The 2015 Access Denied: Washington, DC Trans Needs Assessment Report, the largest survey of transgender people in U.S. history, found that the prevalence of suicide is very high among transgender people, and that suicide attempts are highly correlated with experiences of assault and discrimination in adulthood. It makes sense then, if we’d like to reduce the suicide rate, that we focus on preventing childhood and adult trauma, and ensuring that people receive care and support that does not create further trauma and pain.
Sadly, often the only option available in mental health crises is to call 911 on people, leading to distressing or deadly encounters with law enforcement. We have a long way to go to ensure that suicide prevention and crisis care are compassionate, culturally attuned, and trauma-informed.

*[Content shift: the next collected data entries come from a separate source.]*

PR #359, opened 2026-06-05
Cast mask to sljit_sw in TEST_UI_IMM macro

### LINKED ISSUE #358: PPC64LE: 64-bit immediate XOR emits only lower 32 bits
uname -a: Linux c824f7490683 ... ppc64le GNU/Linux

``` c
#include <stdio.h>

#include "sljit/sljitLir.h"

typedef sljit_uw (SLJIT_FUNC* entry)(void);

int main(int argc, char* argv[]) {

  struct sljit_compiler* compiler = sljit_create_compiler(NULL);

  sljit_emit_enter(compiler, 0, SLJIT_ARG_RETURN(SLJIT_ARG_TYPE_W), 1, 0, 0);

  sljit_emit_op1(compiler, SLJIT_MOV, SLJIT_R0, 0, SLJIT_IMM, 0x2D358DCCAA6C78A6ULL);
  sljit_emit_op2(compiler, SLJIT_XOR, SLJIT_R0, 0, SLJIT_R0, 0, SLJIT_IMM, 0x8BB84B93962EACC9ULL);
  sljit_emit_return(compiler, SLJIT_MOV, SLJIT_R0, 0);

  entry f = (entry)sljit_generate_code(compiler, 0, NULL);
  printf("%lx\n", f());

  sljit_free_code(f, NULL);
  sljit_free_compiler(compiler);

}

```

## Expected Behavior
```
a68dc65f3c42d46f
```
## Current Behavior
```
2d358dcc3c42d46f
```

jwhere:
Change the TEST_UI_IMM macro to cast the 0xffffffff mask to (sljit_sw), ensuring the mask has the same width as sljit_sw.
Fix #358

### DIFF
--- a/sljit_src/sljitNativePPC_common.c
+++ b/sljit_src/sljitNativePPC_common.c
@@ -554,7 +554,11 @@ static void reduce_code_size(struct sljit_compiler *compiler)
 
 			if (!(jump->flags & SLJIT_REWRITABLE_JUMP)) {
 				if (jump->flags & JUMP_ADDR) {
-					if (jump->u.target <= 0x01ffffff)
+					if (jump->u.target <= 0x01ffffff
+#if (defined SLJIT_CONFIG_PPC_64 && SLJIT_CONFIG_PPC_64) && (defined SLJIT_PASS_ENTRY_ADDR_TO_CALL && SLJIT_PASS_ENTRY_ADDR_TO_CALL)
+							&& !(jump->flags & IS_CALL)
+#endif
+							)
 						total_size = 1 - 1;
 #if (defined SLJIT_CONFIG_PPC_64 && SLJIT_CONFIG_PPC_64)
 					else if (jump->u.target < 0x80000000l)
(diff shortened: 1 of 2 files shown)


zherczeg:
Thank you! Could you add a test for it?

jwhere:
Done!

sljit_src/sljitNativePPC_common.c
```diff
@@ -554,7 +554,11 @@ static void reduce_code_size(struct sljit_compiler *compiler)
 
 			if (!(jump->flags & SLJIT_REWRITABLE_JUMP)) {
 				if (jump->flags & JUMP_ADDR) {
-					if (jump->u.target <= 0x01ffffff)
+					if (jump->u.target <= 0x01ffffff
+#if (defined SLJIT_CONFIG_PPC_64 && SLJIT_CONFIG_PPC_64) && (defined SLJIT_PASS_ENTRY_ADDR_TO_CALL && SLJIT_PASS_ENTRY_ADDR_TO_CALL)
+							&& !(jump->flags & IS_CALL)
```
zherczeg: Is this a different issue? What is the problems with calls?

jwhere: Yes, this is a separate issue from #358.

I found it while running the test suite on PPC64LE — test42 triggered an ASSERT, and tracing it led to reduce_code_size().

The root cause appears to be an inconsistency between reduce_code_size() and detect_jump_type(). On PPC64 with SLJIT_PASS_ENTRY_ADDR_TO_CALL, detect_jump_type() already skips optimization for IS_CALL jumps (goto keep_address), because the ELFv2 ABI requires r12 to hold the callee's entry address — something a single direct b/bl branch cannot provide. However, reduce_code_size() was missing the same guard, so it calculated that IS_CALL jumps could be reduced to one instruction. The resulting size mismatch triggered the ASSERT.

Note that this analysis was assisted by AI, so I may have missed something. If this fix looks incorrect or out of place to you, I will submit a new PR with it removed.

zherczeg: Probably valid. But it should go to a different bugfix PR with a test.

zherczeg:
Why this PR is closed?

jwhere:
> Why this PR is closed?

I apologize for the late response. I have submitted a new PR (#360)

PR #364, opened 2026-07-15
alpha: Add 64-bit JIT backend

mattst88:
Add a complete JIT code generator for DEC Alpha (AXP) 64-bit to sljit, structured as five commits:

1. Architecture detection and configuration.

2. 64-bit JIT backend: full coverage of the sljit LIR: integer ALU (32/64-bit), shifts, loads/stores, branches and calls, FP arithmetic, conditional moves, bitcount via CIX, byte/halfword ops via BWX, atomics via LDQ_L/STQ_C, and IMB for icache coherence. Runtime feature detection uses `__builtin_alpha_amask` (preferred over `getauxval` since qemu-alpha doesn't populate `AT_HWCAP`). 64-bit constants beyond 32-bit range use a four-instruction LDAH/LDA/SLL/ LDAH/LDA sequence; values requiring more than 32 bits in the high half return `SLJIT_ERR_UNSUPPORTED`. Float-to-integer conversion emits range-check fixups because Alpha CVTTQ wraps on overflow.

3. Unaligned memory synthesis: uses LDQ_U/STQ_U + EXT/INS/MSK families. FP unaligned accesses use FIX-extension ITOFS/ITOFT/FTOIS/ FTOIT to bypass the FP register file. Falls back to the kernel fixup path on CPUs without FIX. Tested with zero kernel unaligned traps on a real EV7.

4. BWX synthesis for pre-EV56 CPUs: synthesizes LDBU/LDWU/STB/STW using base-ISA LDQ_U + EXTBL/EXTWL/INSBL/INSWL/MSKBL/MSKWL + BIS + STQ_U. Taken only when ALPHA_HWCAP_BWX is absent.

5. PREFETCH: LDL to R31, the architecturally preferred prefetch form on all Alpha implementations.

Tested under qemu-alpha (EV67 emulation) and on a real HP AlphaServer ES47 EV7 (1 GHz): `sljit_test` passes all tests. PCRE2 JIT is 5.4x faster than the interpreter on the EV7.


sljit_src/sljitNativeALPHA_64.c
```diff
@@ -0,0 +1,154 @@
...
+ * OF MERCHANTABILITY AND FITNESS FOR A PARTICULAR PURPOSE ARE DISCLAIMED. IN NO EVENT
+ * SHALL THE COPYRIGHT HOLDER(S) OR CONTRIBUTORS BE LIABLE FOR ANY DIRECT, INDIRECT,
+ * INCIDENTAL, SPECIAL, EXEMPLARY, OR CONSEQUENTIAL DAMAGES (INCLUDING, BUT NOT LIMITED
+ * TO, PROCUREMENT OF SUBSTITUTE GOODS OR SERVICES; LOSS OF USE, DATA, OR PROFITS; OR
+ * BUSINESS INTERRUPTION) HOWEVER CAUSED AND ON ANY THEORY OF LIABILITY, WHETHER IN
+ * CONTRACT, STRICT LIABILITY, OR TORT (INCLUDING NEGLIGENCE OR OTHERWISE) ARISING IN
+ * ANY WAY OUT OF THE USE OF THIS SOFTWARE, EVEN IF ADVISED OF THE POSSIBILITY OF SUCH DAMAGE.
+ */
+
+/* Alpha 64-bit arch dependent functions. */
```
zherczeg: If I understand correctly, Alpha is 64 bit only, so it is not worth to create such file.

sljit_src/sljitNativeALPHA_64.c
```diff
@@ -0,0 +1,154 @@
...
+		return emit_hi_lo(compiler, dst_r, TMP_ZERO, (sljit_s32)imm);
+
+	/* Full 64 bit constant: build the high half, shift and add the low half. */
+	low = (sljit_s32)imm;
+	high = imm >> 32;
+	if (low < 0)
+		high++;
+
+	if (high < S32_MIN || high > S32_MAX)
+		return SLJIT_ERR_UNSUPPORTED;
```
zherczeg: Can `load_immedate` fail?

zherczeg (commented):
This looks like a very nice contribution.
Could you extend the CI to check this cpu as well?

carenas:
> sljit_test passes all tests.

Tested it using `qemu-alpha` user emulation on Linux and full system qemu emulation (latest HEAD + small patch) with a NetBSD/alpha VM, and it fails several tests on both.

IMHO, adding tests that check the edge cases of the new implementation are also helpful

mattst88:
>  Could you extend the CI to check this cpu as well?

Yes, good idea. What I've added runs the test suite under qemu with the various ISA extensions -- which would have caught one of the problems @carenas noticed.

sljit_src/sljitNativeALPHA_64.c
mattst88: Sorry, was a bit lazy here. I've added support for generating all immediates now.

sljit_src/sljitNativeALPHA_64.c
mattst88: Oh, yes. Thanks, cleaned up.

sljit_src/sljitNativeALPHA_64.c
```diff
@@ -0,0 +1,3658 @@
...
+	if (imm >= S32_MIN && imm <= S32_MAX)
+		return emit_hi_lo(compiler, dst_r, TMP_ZERO, (sljit_s32)imm);
+
+	/* Full 64 bit constant: build the high half, shift and add the low half.
+	   The low half is added back sign extended, so the high half is biased by
+	   one when it is negative. That bias can push high up to 0x80000000, which
+	   no longer fits in a signed 32 bit value, but only the low 32 bits of the
+	   high half survive the shift, so computing it modulo 2^32 is equivalent. */
+	low = (sljit_s32)imm;
+	high = imm >> 32;
```
carenas: to avoid UB, need to cast `imm` to unsigned before shifting

sljit_src/sljitNativeALPHA_64.c
```diff
@@ -0,0 +1,3658 @@
...
+
+	low = (sljit_s32)addr;
+	high = (sljit_sw)addr >> 32;
+	if (low < 0)
+		high++;
+
+	inst[0] = LDAH | RA(reg) | RB(TMP_ZERO) | ((((sljit_ins)(high >> 16)) + (((high) & 0x8000) ? 1 : 0)) & 0xffff);
+	inst[1] = LDA | RA(reg) | RB(reg) | ((sljit_ins)high & 0xffff);
+	inst[2] = SLL | RA(reg) | ALPHA_LIT(32) | RC(reg);
+	inst[3] = LDAH | RA(reg) | RB(reg) | ((((sljit_ins)(low >> 16)) + (((low) & 0x8000) ? 1 : 0)) & 0xffff);
```
carenas: `(sljit_u32)low >> 16` and similarly for `ALPHA_HI16`

sljit_src/sljitNativeALPHA_64.c
```diff
@@ -0,0 +1,3658 @@
...
+}
+
+static sljit_s32 getput_arg(struct sljit_compiler *compiler, sljit_s32 flags, sljit_s32 reg, sljit_s32 arg, sljit_sw argw, sljit_s32 next_arg, sljit_sw next_argw)
+{
+	sljit_s32 base = arg & REG_MASK;
+	sljit_s32 tmp_r = (flags & MEM_USE_TMP2) ? TMP_REG2 : TMP_REG1;
+	sljit_sw offset;
+
+	SLJIT_UNUSED_ARG(next_arg);
+	SLJIT_UNUSED_ARG(next_argw);
```
carenas: wouldn't make more sense, to NOT pass those 2 parameters instead?

sljit_src/sljitNativeALPHA_64.c
```diff
@@ -0,0 +1,3658 @@
...
+
+	return const_;
+}
+
+SLJIT_API_FUNC_ATTRIBUTE struct sljit_jump* sljit_emit_op_addr(struct sljit_compiler *compiler, sljit_s32 op,
+	sljit_s32 dst, sljit_sw dstw)
+{
+	struct sljit_jump *jump;
+	sljit_s32 dst_r, target_r;
+	SLJIT_UNUSED_ARG(op);
```
carenas: delete

carenas (changes requested):
all tests pass in the emulated NetBSD/Alpha

sljit_src/sljitNativeALPHA_64.c
mattst88: Oops, done. Thanks!

sljit_src/sljitNativeALPHA_64.c
mattst88: Thanks, done.

sljit_src/sljitNativeALPHA_64.c
mattst88: Yeah, definitely. Good call. Done.

sljit_src/sljitNativeALPHA_64.c
mattst88: Thanks, done.

zherczeg:
The CI complains

mattst88:
Should be fixed now.

zherczeg (approved):
LGTM

zherczeg:
The patch is landed. @mattst88 you will be the maintainer of this port

mattst88:
> The patch is landed. @mattst88 you will be the maintainer of this port

Sounds great. Thank you very much!

PR #365, opened 2026-07-24
ubsan: avoid UB with << of a signed integer

carenas:
While running `sljit_test` with the undefined sanitizer enabled, noticed a failure inside `sljit_emit_op2_shift()` that was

EM: What are your thoughts on the current, dominant paradigm of diagnosing and treating mental disorders and the use of so-called psychiatric medication to treat mental disorders in children, teens and adults?
LH: We currently have a one-size-fits all approach to “mental health” in this country, which can essentially be summed up as “meds and beds.” I have some friends and loved ones who find the voluntary use of psychiatric medication helpful. They have a collaborative relationship with their psychiatrists, who listen to them about what is working and isn’t working. They are in charge of their own treatment choices and options. But most people are not in that situation.
My mother, who was diagnosed with schizophrenia, was so heavily drugged for most of her life that she could hardly function. She had no say over her medications whatsoever; any objection was viewed as “noncompliance” and a symptom of her “illness.” She died at the age of 46, and I am certain this was in large part due to the toxic effects of a lifetime of extreme overmedication on cocktails of antipsychotic and other drugs.
The key when it comes to medications or any other treatment is voice and truly informed choice. Many communities are demanding that “treatment” be redefined in a way that is responsive to their issues and needs. They are often less focused on cookie-cutter solutions such as “meds and beds,” and advocate instead for culturally and gender-responsive, holistic approaches to care. This is the critical direction for advocacy, now and in the future: to fight back and collectively reclaim our lives and health.
Leah Harris is a mother, storyteller, survivor, and activist. She is founder of The Shifa Project, a woman-owned social enterprise focused on healing trauma and toxic stress through the expressive arts and holistic, mind-body approaches. Her writing has been published at The Huffington Post, Truthout, Mad In America, Off Our Backs: a Women’s Newsjournal, Adbusters, and CounterPunch.
This post was previously published on Psychology Today.